Filter the entries below down to the lines that hold "clear".

Extracted data section start

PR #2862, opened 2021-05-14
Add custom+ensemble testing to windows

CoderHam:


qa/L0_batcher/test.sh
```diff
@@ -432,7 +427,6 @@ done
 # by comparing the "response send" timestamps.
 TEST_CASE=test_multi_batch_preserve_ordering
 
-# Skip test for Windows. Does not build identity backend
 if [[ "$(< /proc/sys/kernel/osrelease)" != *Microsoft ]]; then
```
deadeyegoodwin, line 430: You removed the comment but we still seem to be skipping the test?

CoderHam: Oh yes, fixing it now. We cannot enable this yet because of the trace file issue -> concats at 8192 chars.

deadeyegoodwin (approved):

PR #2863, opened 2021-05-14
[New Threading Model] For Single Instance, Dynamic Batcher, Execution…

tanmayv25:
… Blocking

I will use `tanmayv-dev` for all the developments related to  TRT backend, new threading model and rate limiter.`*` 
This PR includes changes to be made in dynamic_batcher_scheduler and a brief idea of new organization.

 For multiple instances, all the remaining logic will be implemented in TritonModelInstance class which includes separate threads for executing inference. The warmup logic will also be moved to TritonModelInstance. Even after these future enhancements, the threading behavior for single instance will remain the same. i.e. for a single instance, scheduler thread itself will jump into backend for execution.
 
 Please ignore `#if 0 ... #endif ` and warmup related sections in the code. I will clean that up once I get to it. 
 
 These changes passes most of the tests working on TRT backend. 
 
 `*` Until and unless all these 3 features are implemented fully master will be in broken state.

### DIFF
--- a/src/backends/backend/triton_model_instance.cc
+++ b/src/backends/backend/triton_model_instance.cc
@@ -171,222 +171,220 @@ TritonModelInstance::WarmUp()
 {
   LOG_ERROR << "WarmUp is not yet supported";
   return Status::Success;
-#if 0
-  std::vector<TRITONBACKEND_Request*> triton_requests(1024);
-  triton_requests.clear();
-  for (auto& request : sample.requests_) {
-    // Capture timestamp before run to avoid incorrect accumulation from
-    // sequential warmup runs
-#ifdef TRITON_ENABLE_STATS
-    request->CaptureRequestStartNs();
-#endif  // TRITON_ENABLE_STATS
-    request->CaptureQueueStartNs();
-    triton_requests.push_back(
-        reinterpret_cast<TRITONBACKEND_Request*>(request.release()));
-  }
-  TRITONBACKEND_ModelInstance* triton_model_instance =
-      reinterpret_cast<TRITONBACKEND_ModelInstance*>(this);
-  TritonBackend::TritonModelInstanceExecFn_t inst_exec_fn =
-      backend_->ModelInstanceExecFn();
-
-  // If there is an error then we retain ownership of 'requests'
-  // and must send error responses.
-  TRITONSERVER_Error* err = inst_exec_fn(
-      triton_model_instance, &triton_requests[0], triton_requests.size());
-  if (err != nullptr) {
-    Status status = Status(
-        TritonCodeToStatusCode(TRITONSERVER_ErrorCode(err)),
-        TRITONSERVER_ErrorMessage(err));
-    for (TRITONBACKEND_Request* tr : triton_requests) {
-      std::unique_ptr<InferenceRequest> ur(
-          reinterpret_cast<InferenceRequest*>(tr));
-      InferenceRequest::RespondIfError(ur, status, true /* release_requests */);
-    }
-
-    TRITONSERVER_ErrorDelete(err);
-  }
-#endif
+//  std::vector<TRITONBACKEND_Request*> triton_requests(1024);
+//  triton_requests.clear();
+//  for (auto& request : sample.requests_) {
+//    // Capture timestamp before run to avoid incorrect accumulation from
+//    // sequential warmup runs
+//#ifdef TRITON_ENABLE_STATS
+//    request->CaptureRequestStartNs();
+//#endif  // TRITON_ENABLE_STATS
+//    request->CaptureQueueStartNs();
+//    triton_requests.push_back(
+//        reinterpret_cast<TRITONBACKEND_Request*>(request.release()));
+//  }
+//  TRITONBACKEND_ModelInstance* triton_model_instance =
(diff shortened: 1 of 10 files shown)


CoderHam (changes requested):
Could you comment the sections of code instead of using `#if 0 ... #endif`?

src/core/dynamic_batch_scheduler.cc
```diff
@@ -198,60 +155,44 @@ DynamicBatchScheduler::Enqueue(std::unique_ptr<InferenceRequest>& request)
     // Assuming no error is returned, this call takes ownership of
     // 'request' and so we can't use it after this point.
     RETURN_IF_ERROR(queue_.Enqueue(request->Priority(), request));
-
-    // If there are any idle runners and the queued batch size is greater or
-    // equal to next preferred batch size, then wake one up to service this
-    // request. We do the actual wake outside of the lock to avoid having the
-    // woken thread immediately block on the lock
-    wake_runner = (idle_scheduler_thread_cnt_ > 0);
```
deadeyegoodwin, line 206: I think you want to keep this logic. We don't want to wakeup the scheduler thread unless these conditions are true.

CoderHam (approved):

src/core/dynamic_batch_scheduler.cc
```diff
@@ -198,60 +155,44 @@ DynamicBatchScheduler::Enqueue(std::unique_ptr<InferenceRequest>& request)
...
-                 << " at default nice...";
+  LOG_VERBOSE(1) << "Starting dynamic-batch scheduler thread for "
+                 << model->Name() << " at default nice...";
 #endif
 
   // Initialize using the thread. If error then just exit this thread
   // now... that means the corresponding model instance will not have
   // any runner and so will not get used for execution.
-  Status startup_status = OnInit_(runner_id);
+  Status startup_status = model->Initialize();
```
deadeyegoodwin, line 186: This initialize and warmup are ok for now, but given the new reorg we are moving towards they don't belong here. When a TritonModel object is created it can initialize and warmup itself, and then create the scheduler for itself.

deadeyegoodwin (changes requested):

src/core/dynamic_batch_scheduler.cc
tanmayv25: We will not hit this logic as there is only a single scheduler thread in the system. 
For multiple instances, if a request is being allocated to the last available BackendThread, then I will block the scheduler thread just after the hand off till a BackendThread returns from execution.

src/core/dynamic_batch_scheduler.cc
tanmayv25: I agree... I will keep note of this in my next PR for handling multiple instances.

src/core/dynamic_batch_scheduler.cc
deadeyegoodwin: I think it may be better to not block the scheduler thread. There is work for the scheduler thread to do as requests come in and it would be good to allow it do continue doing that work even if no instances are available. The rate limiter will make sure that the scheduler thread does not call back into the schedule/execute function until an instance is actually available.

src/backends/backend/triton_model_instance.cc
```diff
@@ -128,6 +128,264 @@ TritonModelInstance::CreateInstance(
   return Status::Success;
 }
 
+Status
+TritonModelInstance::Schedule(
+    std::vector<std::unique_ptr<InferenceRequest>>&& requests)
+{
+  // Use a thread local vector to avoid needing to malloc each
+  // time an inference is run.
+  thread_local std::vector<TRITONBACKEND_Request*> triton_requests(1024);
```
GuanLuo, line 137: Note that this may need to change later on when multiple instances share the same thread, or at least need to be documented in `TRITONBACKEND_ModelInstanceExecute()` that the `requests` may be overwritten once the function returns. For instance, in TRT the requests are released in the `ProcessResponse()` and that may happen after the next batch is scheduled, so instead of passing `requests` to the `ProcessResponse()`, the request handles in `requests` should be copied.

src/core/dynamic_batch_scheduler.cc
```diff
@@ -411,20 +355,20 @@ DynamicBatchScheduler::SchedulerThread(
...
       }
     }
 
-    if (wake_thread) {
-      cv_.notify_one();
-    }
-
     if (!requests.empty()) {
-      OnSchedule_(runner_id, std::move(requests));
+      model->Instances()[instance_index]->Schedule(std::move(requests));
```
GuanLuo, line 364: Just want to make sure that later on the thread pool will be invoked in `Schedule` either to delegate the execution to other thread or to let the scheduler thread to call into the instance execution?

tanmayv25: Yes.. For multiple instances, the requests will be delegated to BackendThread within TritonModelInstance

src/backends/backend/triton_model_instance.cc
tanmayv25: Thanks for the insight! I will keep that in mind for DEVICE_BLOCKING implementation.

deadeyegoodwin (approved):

Extracted data section end

Task response:
-  triton_requests.clear();
+//  triton_requests.clear();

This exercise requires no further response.